There is also an async JS publish ( PublishAsync in the Go client) which immediately returns with a PubAckFuture which will eventually be populated with the acknowledgment or error. This may be the preferred API when publishing in a tight loop and you just want to wait until the end to check if all outstanding writes were completed via PublishAsyncCompleted().

Working with synchronous code is often easier to understand, however this asynchronous model of a future (there are other programming models), is fairly straightforward to understand since you can choose to get the ack/error info at a later point in the program. The asynchrony enables other progress to still make progress in lieu of the network call to NATS.

That said, if a successful acknowledgement of the publish is required and other operations depend on this success, then order does in fact matter unless you’ve considered a local compensating action if a publish error occurs. Choosing the right interaction model highly depends on local dependencies in your code and comfort with dealing with errors, i.e. non-happy-path coding.

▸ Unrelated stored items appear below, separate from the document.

Issue #3694, opened 2024-05-16
`jj move` from parent to child creates conflict


matts1:
## Steps to Reproduce the Problem

Create an empty `jj` repo, then:
```
echo "foo
bar
baz" > file
jj new -m "child"
jj move --from @- --to @ --interactive
```

Then select just the line "bar"

I came across this use case by running `jj split`, then realizing I missed putting something in the child, so I expect this to be a somewhat common use case.

## Expected Behavior
Neither commit should have a conflict in it

## Actual Behavior
The parent commit has a conflict which is then resolved in the child

## Specifications

- Platform: Linux
- Version: `jj google-0.17.1-jj-client_20240515_00_RC00-633966000`

matts1:
Also, just double checked. The same problem also applies to `squash`, which is supposed to replace move.

martinvonz:
> jj google-0.17.1-jj-client_20240515_00_RC00-633966000

That's an internal version. Does the problem happen with a regular upstream build too?

ilyagr:
I think I can reproduce this. The conflict I get in the parent is:

```
<<<<<<< Conflict 1 of 1
+++++++ Contents of side #1
foo
bar
baz
%%%%%%% Changes from base to side #2
-bar
>>>>>>>
```

ilyagr:
If you start with

```
foo
bar
baz
oof
zab
```

and leave only

```
bar
baz
```

during the split, there is no conflict by the way. It feels like this might be about reaching some threshold in the diff algorithm.

bnjmnt4n:
Correct me if I'm wrong, but it seems like there will always be a conflict when removing changes from any commit when doing a squash operation if there are hunks with more than 1 line, with at least 1 and less than all the lines in the hunk being selected. This means that there will always be a conflict when "removing" the selected lines for squashing, since the 3-way merge will result in a conflicting hunk (added hunk, a few lines selected from added hunk, empty hunk) which cannot be resolved trivially.

It seems like this isn't an issue most of the time because squashing is typically done from descendant to ancestor, and the conflict will be resolved after rebasing onto the modified descendant.

matts1:
Suppose you have a commit `A` with the file `f` containing:
```
foo
bar
baz
```

If we try to move the line `bar` to a *parent* commit `P` (the usual case), I believe what happens internally roughly corresponds to (algorithmically speaking - obviously it doesn't actually run these commands):
[...]

PR #5916, opened 2025-03-07
lib rewrite: Add CommitWithSelection::invert() to invert the selection

emesterhazy:
This will be used in `jj split` in a follow up commit and when the new -A, -B, and -d options are added.

# Checklist

If applicable:

### DIFF
--- a/lib/src/rewrite.rs
+++ b/lib/src/rewrite.rs
@@ -1029,6 +1029,7 @@ fn compute_commits_heads(
         .collect_vec()
 }
 
+#[derive(Clone, Debug, PartialEq, Eq)]
 pub struct CommitWithSelection {
     pub commit: Commit,
     pub selected_tree: MergedTree,
@@ -1036,6 +1037,24 @@ pub struct CommitWithSelection {
 }
 
 impl CommitWithSelection {
+    /// Returns a new CommitWithSelection where the selection is inverted (i.e.
+    /// it includes the changes that weren't selected previously, and excludes
+    /// those that were).
+    pub fn invert(self) -> BackendResult<CommitWithSelection> {
+        // Merge the original commit tree with its parent using the tree
+        // containing the selected changes as the base for the merge. This
+        // results in a tree with the changes the user didn't select.
+        let inverted_tree = self
+            .commit
+            .tree()?
+            .merge(&self.selected_tree, &self.parent_tree)?;
+        Ok(CommitWithSelection {
+            commit: self.commit,
+            selected_tree: inverted_tree,
+            parent_tree: self.parent_tree,
+        })
+    }
+
     /// Returns true if the selection contains all changes in the commit.
     pub fn is_full_selection(&self) -> bool {
         &self.selected_tree.id() == self.commit.tree_id()
--- a/lib/tests/test_rewrite.rs
+++ b/lib/tests/test_rewrite.rs
@@ -1878,4 +1878,10 @@ fn test_commit_with_selection() {
     };
     assert!(!full_selection.is_empty_selection());
     assert!(full_selection.is_full_selection());
+
+    assert_eq!(empty_selection.clone().invert().unwrap(), full_selection);
+    assert_eq!(
+        empty_selection.clone().invert().unwrap().invert().unwrap(),
+        empty_selection
+    );
 }


bnjmnt4n:
It isn't possible to invert the selection by doing a 3-way merge of `(commit tree, tree with selected changes, parent commit tree)` for all cases without creating conflicts. This is a similar issue faced by https://github.com/jj-vcs/jj/issues/3694.

See https://github.com/jj-vcs/jj/issues/3694#issuecomment-2581806107.

I think we would be able to perform this inversion without creating conflicts when using the native `scm-record` diff editor, but we could run into conflicts when using any external diff editors.

emesterhazy:
Is there an alternative? I think when we discussed adding the -B,-A,-d flags we acknowledged that split may cause conflicts.

The split command has been using this technique for `--parallel` for a while, this PR is just moving the code into a library.

- https://github.com/jj-vcs/jj/blob/29e2ccf4aeae24fa031e561211750d7e6e93f0b0/cli/src/commands/split.rs#L174

emilazy:
> It isn't possible to invert the selection by doing a 3-way merge of `(commit tree, tree with selected changes, parent commit tree)` for all cases without creating conflicts. This is a similar issue faced by #3694.

I think the idea is that you would choose to do it when you know doing it non-inverted would cause a conflict (e.g. squashing from a parent into a child, or `jj split -A`). It was @scott2000's proposal to help smooth the UX there for both commands.

bnjmnt4n:
To clarify, where will this function be used? I didn't see any mentions in https://github.com/jj-vcs/jj/pull/5828 about inverting a selection. Would there be a new `--invert` option for this?

My understanding is that using the above technique creates a conflict whenever a partial selection of any hunk is made. So I'm not sure if it's practical to attempt to perform inversion if any non-trivial selection would immediately lead to a conflict.

> The split command has been using this technique for --parallel for a while, this PR is just moving the code into a library.

I didn't realize this. In that case, using the command would probably not have been a good experience for users who are trying to split a hunk.

> Is there an alternative?

I'm not too sure myself. Perhaps someone else with more experience with merge algorithms might have a better idea.

emesterhazy:
> To clarify, where will this function be used?

The immediate plan is to use it for `jj split --parallel`, where it's identical to what we're currently doing. Here's the draft change:

- https://github.com/jj-vcs/jj/pull/5925

> > It isn't possible to invert the selection by doing a 3-way merge of `(commit tree, tree with selected changes, parent commit tree)` for all cases without creating conflicts. This is a similar issue faced by #3694.
> 
> I think the idea is that you would choose to do it when you know doing it non-inverted would cause a conflict (e.g. squashing from a parent into a child, or `jj split -A`). It was @scott2000's proposal to help smooth the UX there for both commands.
> 
> FWIW I do feel like we should add the destination flags to `jj split` first and see if the issue is common enough that we need to address it ASAP.

I thought when we discussed adding the flags, we decided that the user would always be prompted to select the changes that are being moved out of the target commit and into the new commit. So for `-A @` we need to compute the changes to leave in the target commit by inverting the selection. Is there some other way to do it?

I thought Scott's suggestion was to add a flag like `--keep-selected` that would prompt the user to select the changes to keep in the target instead of prompting them for the changes to move to the child. But if that flag isn't used, I think we need to invert the selection to compute the target commit's new tree.

I agree that the ux isn't ideal... but I'm not sure what we can do if we want to add these new -A, -B, and -d flags.

If we drop the arbitrary destinations we could have --before and --after flags to put the new commit before or after the target, and always request the user select changes for the parent commit, which will either be the new commit or target depending on which of --before or --after is used.

emilazy:
Okay, I misunderstood what you wanted this for. I assumed this was for `--keep-selected`.

> I thought when we discussed adding the flags, we decided that the user would always be prompted to select the changes that are being moved out of the target commit and into the new commit. So for `-A @` we need to compute the changes to leave in the target commit by inverting the selection. Is there some other way to do it?

I believe the simplest algorithm would be to split the selected changes into a parent (`jj split -r X -B X`, similar to the current behaviour) and then to rebase it to the desired destination. There may be more elegant algorithms, but I believe this would always produce correct results and be good enough for an MVP.

scott2000:
Another possible implementation might be something like this:

1. Rewrite target commit tree to be `(target - selected + parent)`
2. Create new commit with tree `selected` on top of `parent`
3. Move the new commit to the appropriate location

In which case it might be useful to have this function. I'm not sure which approach is better though.

I had thought this might run into issues due to the `A - B + A = A` simplification rule, but probably that shouldn't happen in practice (since that would mean that the target commit doesn't have any changes compared to the parent commit).

bnjmnt4n:
> I thought when we discussed adding the flags, we decided that the user would always be prompted to select the changes that are being moved out of the target commit and into the new commit. So for `-A @` we need to compute the changes to leave in the target commit by inverting the selection. Is there some other way to do it?

I think you're right, and this would be a problem if the user splits and rebases manually anyway. So perhaps all my comments should be ignored, because this is also a known problem as mentioned in #3694. I think I need to re-read the comments in #5828 as well.

Sorry for the extra noise.

emesterhazy:
> Okay, I misunderstood what you wanted this for. I assumed this was for `--keep-selected`.
> 
> > I thought when we discussed adding the flags, we decided that the user would always be prompted to select the changes that are being moved out of the target commit and into the new commit. So for `-A @` we need to compute the changes to leave in the target commit by inverting the selection. Is there some other way to do it?
> 
> I believe the simplest algorithm would be to split the selected changes into a parent (`jj split -r X -B X`, similar to the current behaviour) and then to rebase it to the desired destination. There may be more elegant algorithms, but I believe this would always produce correct results and be good enough for an MVP.

Thanks for calling this out. I think this approach is probably better than what I had in mind. I opened a PR to reimplement --parallel this way:

- https://github.com/jj-vcs/jj/pull/5926

Maybe we can revert this invert() PR then.

PR #5926, opened 2025-03-08
cli split: Implement --parallel by rebasing the second commit

emesterhazy:
This implements --parallel by creating the second commit as usual, and then rebasing it onto the parents of the target commit.

I'm not sure if this is more or less efficient. I suppose it might be less efficient since it writes the second commit twice instead of once, but I'm not sure if that matters in practice.

This approach should be simpler if we end up with arbitrary destinations for the split commit via the proposed -A, -B, -d flags since rebase will compute the new tree for us.

If applicable:

### DIFF
--- a/cli/src/commands/split.rs
+++ b/cli/src/commands/split.rs
@@ -15,10 +15,12 @@ use std::io::Write;
 
 use clap_complete::ArgValueCandidates;
 use clap_complete::ArgValueCompleter;
+use itertools::Itertools;
 use jj_lib::commit::Commit;
 use jj_lib::matchers::Matcher;
 use jj_lib::object_id::ObjectId;
 use jj_lib::repo::Repo;
+use jj_lib::rewrite::rebase_commit;
 use jj_lib::rewrite::CommitWithSelection;
 use tracing::instrument;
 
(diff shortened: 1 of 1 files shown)


yuja:
There will be two behavior changes:

1. description template wouldn't show the final diff
2. `jj evolog` would include temporary commit as a predecessor

(In addition to that, `A-B+A=A` rule might cause some differences?)

I think 1 can be addressed by editing description after the rebase. I'm not sure if 2 matters.

@bnjmnt4n any comments?

emesterhazy:
Thanks Yuya, I didn't realize that. Maybe computing the correct tree manually is the better approach in that case.

It sounds like to avoid temporaries in the evolog we'll need to place both the rewritten target and new split commit onto the correct parents when they're created. That means that for `jj split -r x -A x` we'll need to rewrite x first, and then create the new commit. And for `jj split -r x -B x` we'll need to create the new commit first, and then rewrite x.

I guess I'll start with adding tests to catch the behavior change since we don't have any currently.

emilazy:
Can we “rebase” at the tree level to get a simple implementation without evolog worries? I guess we’d still need to take parents into account…

bnjmnt4n:
> There will be two behavior changes:
> 
>     1. description template wouldn't show the final diff
> 
> 
> I think 1 can be addressed by editing description after the rebase. I'm not sure if 2 matters.

I think showing the final diff is definitely important, so we should try to do that. This means we need to rewrite the commit again after the editing, but that's probably fine.

>     2. `jj evolog` would include temporary commit as a predecessor

I think avoiding temporary commits in the evolog is probably a low priority issue, and as mentioned can still be fixed by overriding the predecessors manually.

---

Aside:

Is the point of this change just to prepare for adding `split -A/-B`?

I don't think there's an easy way to implement `split -A/-B` without multiple rounds of rebasing without doing something like `transform_descendants`, but I'm not sure if that would work right now either because `transform_descendants` doesn't handle creating new commits in the graph. I had some work based on https://github.com/jj-vcs/jj/pull/5852, but it's also still quite messy.

> (In addition to that, `A-B+A=A` rule might cause some differences?)

I think I've also seen @yuja mention this for the `squash` implementation, but I haven't looked into that, and am not sure if using `transform_descendants` for `split` would affect this either.

PR #5931, opened 2025-03-08
Don't show console on Windows

sheremetyev:
When used inside GUI application, git.subprocess=true option or enabled signing cause console window to appear temporarily.

std::process::Command needs special flags to prevent that. More details: https://stackoverflow.com/a/60958956

# Checklist

If applicable:

### DIFF
--- a/lib/src/git_subprocess.rs
+++ b/lib/src/git_subprocess.rs
@@ -105,6 +105,14 @@ impl<'a> GitSubprocessContext<'a> {
     /// Create the Git command
     fn create_command(&self) -> Command {
         let mut git_cmd = Command::new(self.git_executable_path);
+        // Hide console window on Windows (https://stackoverflow.com/a/60958956)
+        #[cfg(windows)]
+        {
+            use std::os::windows::process::CommandExt;
+            const CREATE_NO_WINDOW: u32 = 0x08000000;
+            git_cmd.creation_flags(CREATE_NO_WINDOW);
+        }
+
         // TODO: here we are passing the full path to the git_dir, which can lead to UNC
         // bugs in Windows. The ideal way to do this is to pass the workspace
         // root to Command::current_dir and then pass a relative path to the git
--- a/lib/src/gpg_signing.rs
+++ b/lib/src/gpg_signing.rs
@@ -156,6 +156,14 @@ impl GpgBackend {
 
     fn create_command(&self) -> Command {
         let mut command = Command::new(&self.program);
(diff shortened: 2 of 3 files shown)


sheremetyev:
Apologies for the noise - apparently mentioning PR in a commit of another repository can close it...

lib/src/git_subprocess.rs
```diff
@@ -80,6 +80,13 @@ impl<'a> GitSubprocessContext<'a> {
     /// Create the Git command
     fn create_command(&self) -> Command {
         let mut git_cmd = Command::new(self.git_executable_path);
+        // Hide console window on Windows
```
yuja, line 83: nit: for future reference, can you also include the stackoverflow link here?

yuja (approved):
Since stdout/err are piped, setting `CREATE_NO_WINDOW` should be okay.

yuja:
nit: can you also update the commit message to include `git: ` prefix?

lib/src/git_subprocess.rs
sheremetyev: added

sheremetyev:
@yuja I've added another commit with similar fix for signing commands. The code is duplicated for now - probably worth extracting a function for creation of `std::process::Command` - happy to do it here, or in a follow-up PR. (There are a few more places where `Command` is created, but they are unlikely to be used in GUI apps on Windows and don't cause issues for now.)

Also see relevant [discussion on Discord](https://discord.com/channels/968932220549103686/1275974903039922259/1347630628824285227) confirming the fix.

yuja:
> I've added another commit with similar fix for signing commands. The code is duplicated for now - probably worth extracting a function for creation of `std::process::Command`

I was also thinking about that. We'll need utility function to configure `&mut Command` for subprocessing. We might have to add subprocess_util, os_util, or io_util?

emilazy:
I imagine this will also affect e.g. the `git gc` calls `GitBackend` can do.

yuja:
> I imagine this will also affect e.g. the `git gc` calls `GitBackend` can do.

Correct. Since `GitBackend::gc()` forwards output to the main process, we'll need to fix that first. iirc, `NO_CREATE_WINDOW` breaks output inheritance.

emilazy:
It might still be worth merging this as‐is to handle the common case, and figure out tricky cases and abstractions later?

sheremetyev:
> It might still be worth merging this as‐is to handle the common case, and figure out tricky cases and abstractions later?

rebased changes to latest main - will merge when tests pass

The second kind of asynchrony is the behavior of the service the client is interacting with. With NATS, a service is ultimately a subscriber that receive a message and does something with it. If a client is expecting a reply, the service could either do the work (synchronously) and then reply or queue the work and reply that it received the message only (implying the work will be handled later). Obviously the semantics here are different since in the later case, the result/output/effect has not happened yet.

The reason these two synchrony models are distinguished is because the client could still make a synchronous request to a service that handles the message asynchronously. The client would still block on the network interaction, but not for the time to do the work. For those familiar with HTTP, this is similar to the 202 Accepted status code. In both cases, any kind of follow-up interaction by the client needs to be defined. For NATS this could be a unique subject to subscribe to for a future message the service will publish to when the work is done. Alternately, it may be assumed the effect will be observed in some future query interaction.

The combination of an async interaction by the client and async behavior by the service, would result in a future being returned that, when resolved, indicates the message was accepted and will be done later.

Knowing which interaction type to use and/or whether your service should be implemented with async behavior/handling, depends on a variety of factors. However, generally it is easier to start with a synchronous model to get things working and refactor to an asynchronous model where necessary to satisfy latency or scale requirements.